→ Task goal:
Scan the records below for the line with "PR #2659, opened 2024-03-19" and the line with "This is done". Repeat those two lines and every line between them exactly, and nothing else.

→ Material shown:
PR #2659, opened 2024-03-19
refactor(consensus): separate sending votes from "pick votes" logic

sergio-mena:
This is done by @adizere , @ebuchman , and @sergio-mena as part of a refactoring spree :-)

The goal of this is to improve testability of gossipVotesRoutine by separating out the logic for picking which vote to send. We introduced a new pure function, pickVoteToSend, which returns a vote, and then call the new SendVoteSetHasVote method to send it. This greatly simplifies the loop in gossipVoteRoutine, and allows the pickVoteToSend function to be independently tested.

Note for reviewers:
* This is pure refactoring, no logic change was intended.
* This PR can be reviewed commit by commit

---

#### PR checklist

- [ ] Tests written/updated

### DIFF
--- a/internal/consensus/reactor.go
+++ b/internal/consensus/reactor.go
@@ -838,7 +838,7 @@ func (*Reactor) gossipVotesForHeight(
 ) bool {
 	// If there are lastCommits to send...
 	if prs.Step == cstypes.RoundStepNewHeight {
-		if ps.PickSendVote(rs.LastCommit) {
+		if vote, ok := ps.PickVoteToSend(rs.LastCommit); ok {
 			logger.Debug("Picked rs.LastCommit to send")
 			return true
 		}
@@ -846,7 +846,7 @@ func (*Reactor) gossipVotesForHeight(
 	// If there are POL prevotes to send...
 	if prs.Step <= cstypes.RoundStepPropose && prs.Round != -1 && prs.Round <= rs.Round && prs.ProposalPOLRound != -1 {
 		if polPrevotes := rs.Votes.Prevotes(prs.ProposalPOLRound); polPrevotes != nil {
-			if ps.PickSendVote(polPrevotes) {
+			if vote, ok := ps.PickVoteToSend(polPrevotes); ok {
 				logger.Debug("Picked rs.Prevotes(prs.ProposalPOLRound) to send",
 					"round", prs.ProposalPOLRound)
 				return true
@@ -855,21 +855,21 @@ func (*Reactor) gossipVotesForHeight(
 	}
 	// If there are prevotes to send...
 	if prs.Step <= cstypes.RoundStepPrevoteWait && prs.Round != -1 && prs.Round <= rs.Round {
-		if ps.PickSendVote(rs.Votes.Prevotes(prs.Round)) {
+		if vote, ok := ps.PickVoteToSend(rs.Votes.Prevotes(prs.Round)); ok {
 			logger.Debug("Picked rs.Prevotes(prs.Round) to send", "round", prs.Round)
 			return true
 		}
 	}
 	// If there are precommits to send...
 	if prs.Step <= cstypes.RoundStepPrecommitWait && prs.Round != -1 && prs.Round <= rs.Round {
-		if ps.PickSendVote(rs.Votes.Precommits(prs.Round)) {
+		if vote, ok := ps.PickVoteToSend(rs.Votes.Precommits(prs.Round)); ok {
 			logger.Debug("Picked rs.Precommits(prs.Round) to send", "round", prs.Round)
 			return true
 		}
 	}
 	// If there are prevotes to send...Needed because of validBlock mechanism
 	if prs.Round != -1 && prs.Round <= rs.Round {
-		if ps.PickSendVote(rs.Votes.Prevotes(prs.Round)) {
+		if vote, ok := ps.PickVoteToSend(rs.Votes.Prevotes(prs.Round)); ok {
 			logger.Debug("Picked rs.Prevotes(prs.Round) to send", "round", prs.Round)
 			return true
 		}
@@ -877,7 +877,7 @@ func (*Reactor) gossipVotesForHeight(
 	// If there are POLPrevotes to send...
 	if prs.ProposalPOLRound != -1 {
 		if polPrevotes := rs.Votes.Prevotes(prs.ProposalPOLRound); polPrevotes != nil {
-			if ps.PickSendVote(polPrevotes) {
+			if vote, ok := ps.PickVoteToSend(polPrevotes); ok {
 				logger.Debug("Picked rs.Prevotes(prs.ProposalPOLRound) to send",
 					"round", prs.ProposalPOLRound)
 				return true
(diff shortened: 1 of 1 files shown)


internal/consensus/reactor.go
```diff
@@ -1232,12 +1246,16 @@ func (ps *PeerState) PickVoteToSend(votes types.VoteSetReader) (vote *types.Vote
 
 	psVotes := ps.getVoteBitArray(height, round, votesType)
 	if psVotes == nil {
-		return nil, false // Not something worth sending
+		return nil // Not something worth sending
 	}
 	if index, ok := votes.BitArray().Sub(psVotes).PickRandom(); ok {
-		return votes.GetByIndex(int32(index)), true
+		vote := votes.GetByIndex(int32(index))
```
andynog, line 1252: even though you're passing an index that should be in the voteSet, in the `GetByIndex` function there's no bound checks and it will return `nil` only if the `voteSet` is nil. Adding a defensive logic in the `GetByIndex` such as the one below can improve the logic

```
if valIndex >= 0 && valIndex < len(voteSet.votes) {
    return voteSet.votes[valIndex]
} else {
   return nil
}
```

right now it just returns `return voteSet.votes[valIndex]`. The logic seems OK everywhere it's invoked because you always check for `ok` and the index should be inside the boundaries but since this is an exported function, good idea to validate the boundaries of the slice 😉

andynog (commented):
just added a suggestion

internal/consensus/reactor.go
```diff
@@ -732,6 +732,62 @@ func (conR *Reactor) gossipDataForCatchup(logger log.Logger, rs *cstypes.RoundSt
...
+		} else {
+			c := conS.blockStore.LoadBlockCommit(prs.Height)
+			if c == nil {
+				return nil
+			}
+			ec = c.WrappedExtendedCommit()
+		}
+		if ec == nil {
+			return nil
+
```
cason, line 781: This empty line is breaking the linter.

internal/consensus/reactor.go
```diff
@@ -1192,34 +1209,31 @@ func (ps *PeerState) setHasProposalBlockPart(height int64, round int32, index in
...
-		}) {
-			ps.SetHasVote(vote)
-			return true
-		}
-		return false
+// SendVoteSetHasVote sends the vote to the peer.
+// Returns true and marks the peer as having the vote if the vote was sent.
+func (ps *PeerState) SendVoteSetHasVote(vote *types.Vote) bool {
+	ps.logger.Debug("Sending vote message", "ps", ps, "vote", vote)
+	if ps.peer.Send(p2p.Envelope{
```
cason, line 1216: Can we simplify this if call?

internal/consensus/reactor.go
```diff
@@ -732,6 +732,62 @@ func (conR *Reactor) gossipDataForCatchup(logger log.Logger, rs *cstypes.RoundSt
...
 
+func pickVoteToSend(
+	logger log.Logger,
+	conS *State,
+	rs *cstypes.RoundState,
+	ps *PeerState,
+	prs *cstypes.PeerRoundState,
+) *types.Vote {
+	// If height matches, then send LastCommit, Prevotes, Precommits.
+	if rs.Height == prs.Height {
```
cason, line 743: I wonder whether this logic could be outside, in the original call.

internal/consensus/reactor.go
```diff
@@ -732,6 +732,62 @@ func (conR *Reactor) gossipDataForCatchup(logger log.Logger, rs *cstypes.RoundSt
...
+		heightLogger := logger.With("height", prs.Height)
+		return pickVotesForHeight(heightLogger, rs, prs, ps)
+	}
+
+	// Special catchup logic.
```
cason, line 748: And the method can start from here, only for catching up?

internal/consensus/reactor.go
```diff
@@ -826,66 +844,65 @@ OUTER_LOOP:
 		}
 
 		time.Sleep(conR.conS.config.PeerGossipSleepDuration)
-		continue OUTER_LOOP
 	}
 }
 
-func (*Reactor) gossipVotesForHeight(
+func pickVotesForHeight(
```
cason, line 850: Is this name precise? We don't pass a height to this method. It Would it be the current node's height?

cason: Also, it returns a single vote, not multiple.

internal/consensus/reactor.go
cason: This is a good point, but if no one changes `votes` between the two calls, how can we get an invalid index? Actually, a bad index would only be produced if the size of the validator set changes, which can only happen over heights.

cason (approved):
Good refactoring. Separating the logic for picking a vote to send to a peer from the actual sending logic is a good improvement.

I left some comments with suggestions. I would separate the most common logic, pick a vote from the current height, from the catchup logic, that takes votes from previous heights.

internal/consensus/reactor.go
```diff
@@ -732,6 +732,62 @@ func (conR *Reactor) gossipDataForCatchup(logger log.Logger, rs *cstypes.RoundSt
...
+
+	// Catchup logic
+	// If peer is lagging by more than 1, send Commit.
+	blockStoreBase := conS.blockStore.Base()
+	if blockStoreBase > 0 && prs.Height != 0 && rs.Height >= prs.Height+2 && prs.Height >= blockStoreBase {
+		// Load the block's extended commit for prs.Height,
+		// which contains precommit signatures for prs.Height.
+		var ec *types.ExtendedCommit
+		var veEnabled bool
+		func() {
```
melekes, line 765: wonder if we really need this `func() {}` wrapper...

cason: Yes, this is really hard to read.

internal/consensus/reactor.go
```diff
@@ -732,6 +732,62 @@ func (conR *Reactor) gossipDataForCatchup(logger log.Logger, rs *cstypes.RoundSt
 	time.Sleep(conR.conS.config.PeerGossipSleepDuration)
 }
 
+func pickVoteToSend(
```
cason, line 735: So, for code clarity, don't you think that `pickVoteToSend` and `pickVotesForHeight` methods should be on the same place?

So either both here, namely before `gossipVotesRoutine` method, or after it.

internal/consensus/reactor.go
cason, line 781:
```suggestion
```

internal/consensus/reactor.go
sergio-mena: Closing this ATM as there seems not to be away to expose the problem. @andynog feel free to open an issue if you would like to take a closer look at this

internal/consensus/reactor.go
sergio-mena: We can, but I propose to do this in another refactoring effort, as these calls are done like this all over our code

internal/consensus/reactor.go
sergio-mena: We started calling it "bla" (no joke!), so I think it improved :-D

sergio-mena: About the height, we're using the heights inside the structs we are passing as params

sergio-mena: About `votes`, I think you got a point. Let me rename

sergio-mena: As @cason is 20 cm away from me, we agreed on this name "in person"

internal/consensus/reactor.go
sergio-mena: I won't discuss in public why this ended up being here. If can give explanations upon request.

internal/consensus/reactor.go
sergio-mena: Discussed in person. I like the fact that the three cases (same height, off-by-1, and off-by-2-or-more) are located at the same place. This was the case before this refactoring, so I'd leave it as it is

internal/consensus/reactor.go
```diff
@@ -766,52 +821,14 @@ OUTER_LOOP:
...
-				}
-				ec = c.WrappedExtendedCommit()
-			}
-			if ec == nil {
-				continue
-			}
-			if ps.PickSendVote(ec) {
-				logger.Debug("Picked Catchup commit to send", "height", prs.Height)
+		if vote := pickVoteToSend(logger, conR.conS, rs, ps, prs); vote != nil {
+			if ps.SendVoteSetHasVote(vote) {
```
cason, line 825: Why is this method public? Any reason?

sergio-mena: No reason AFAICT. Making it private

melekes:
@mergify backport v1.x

--

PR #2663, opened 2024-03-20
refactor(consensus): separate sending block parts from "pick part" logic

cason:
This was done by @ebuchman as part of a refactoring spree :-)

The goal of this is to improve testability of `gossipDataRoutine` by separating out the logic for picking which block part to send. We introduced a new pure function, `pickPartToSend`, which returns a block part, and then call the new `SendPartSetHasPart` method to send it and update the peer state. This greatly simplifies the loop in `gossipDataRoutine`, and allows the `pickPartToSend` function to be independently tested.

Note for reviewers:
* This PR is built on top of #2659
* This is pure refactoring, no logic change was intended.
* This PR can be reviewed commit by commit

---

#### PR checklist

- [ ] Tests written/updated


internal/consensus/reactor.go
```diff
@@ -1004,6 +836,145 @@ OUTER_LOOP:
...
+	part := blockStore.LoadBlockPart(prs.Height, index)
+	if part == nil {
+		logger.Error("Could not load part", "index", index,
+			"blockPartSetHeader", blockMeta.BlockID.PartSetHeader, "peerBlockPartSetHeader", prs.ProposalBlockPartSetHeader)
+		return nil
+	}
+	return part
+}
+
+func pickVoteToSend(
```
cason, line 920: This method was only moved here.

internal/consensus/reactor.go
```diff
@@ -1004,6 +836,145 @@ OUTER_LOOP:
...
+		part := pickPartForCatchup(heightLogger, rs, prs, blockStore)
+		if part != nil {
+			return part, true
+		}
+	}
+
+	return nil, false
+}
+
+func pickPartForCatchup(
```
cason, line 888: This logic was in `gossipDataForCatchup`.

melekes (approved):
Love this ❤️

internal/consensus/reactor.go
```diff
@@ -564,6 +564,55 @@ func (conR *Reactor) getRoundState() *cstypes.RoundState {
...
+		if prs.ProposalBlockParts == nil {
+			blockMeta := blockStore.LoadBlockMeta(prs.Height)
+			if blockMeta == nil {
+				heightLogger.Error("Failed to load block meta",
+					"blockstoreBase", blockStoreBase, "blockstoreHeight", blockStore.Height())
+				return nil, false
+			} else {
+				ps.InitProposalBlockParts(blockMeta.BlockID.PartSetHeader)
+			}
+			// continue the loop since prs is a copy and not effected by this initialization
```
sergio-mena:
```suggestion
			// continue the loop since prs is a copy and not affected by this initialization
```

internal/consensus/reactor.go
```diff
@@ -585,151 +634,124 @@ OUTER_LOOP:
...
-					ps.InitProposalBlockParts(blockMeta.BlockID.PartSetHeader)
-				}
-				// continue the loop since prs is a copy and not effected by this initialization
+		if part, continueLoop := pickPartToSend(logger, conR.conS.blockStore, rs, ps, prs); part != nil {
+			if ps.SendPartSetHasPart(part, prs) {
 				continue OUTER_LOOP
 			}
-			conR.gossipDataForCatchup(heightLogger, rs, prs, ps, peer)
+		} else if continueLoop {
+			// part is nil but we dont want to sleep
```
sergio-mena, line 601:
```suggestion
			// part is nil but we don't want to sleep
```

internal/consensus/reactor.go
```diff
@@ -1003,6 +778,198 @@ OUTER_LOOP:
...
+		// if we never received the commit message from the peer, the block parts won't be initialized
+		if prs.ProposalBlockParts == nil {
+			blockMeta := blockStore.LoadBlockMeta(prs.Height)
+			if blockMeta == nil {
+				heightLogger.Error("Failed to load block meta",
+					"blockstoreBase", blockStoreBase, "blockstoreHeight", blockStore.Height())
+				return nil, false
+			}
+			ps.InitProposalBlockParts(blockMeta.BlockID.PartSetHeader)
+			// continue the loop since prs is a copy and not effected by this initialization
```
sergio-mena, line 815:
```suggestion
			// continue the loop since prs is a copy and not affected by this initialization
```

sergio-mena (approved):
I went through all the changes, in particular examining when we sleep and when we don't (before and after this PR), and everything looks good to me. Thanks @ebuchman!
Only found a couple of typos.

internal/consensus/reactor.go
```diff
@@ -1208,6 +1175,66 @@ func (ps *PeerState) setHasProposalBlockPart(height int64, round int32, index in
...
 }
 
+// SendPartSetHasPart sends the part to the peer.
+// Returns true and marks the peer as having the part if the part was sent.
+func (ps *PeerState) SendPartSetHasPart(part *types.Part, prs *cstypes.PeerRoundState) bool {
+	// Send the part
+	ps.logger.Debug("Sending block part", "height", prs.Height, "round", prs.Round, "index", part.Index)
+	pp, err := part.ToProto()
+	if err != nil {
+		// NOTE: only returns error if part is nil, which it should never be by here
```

→ Result:
PR #2659, opened 2024-03-19
refactor(consensus): separate sending votes from "pick votes" logic

sergio-mena:
This is done by @adizere , @ebuchman , and @sergio-mena as part of a refactoring spree :-)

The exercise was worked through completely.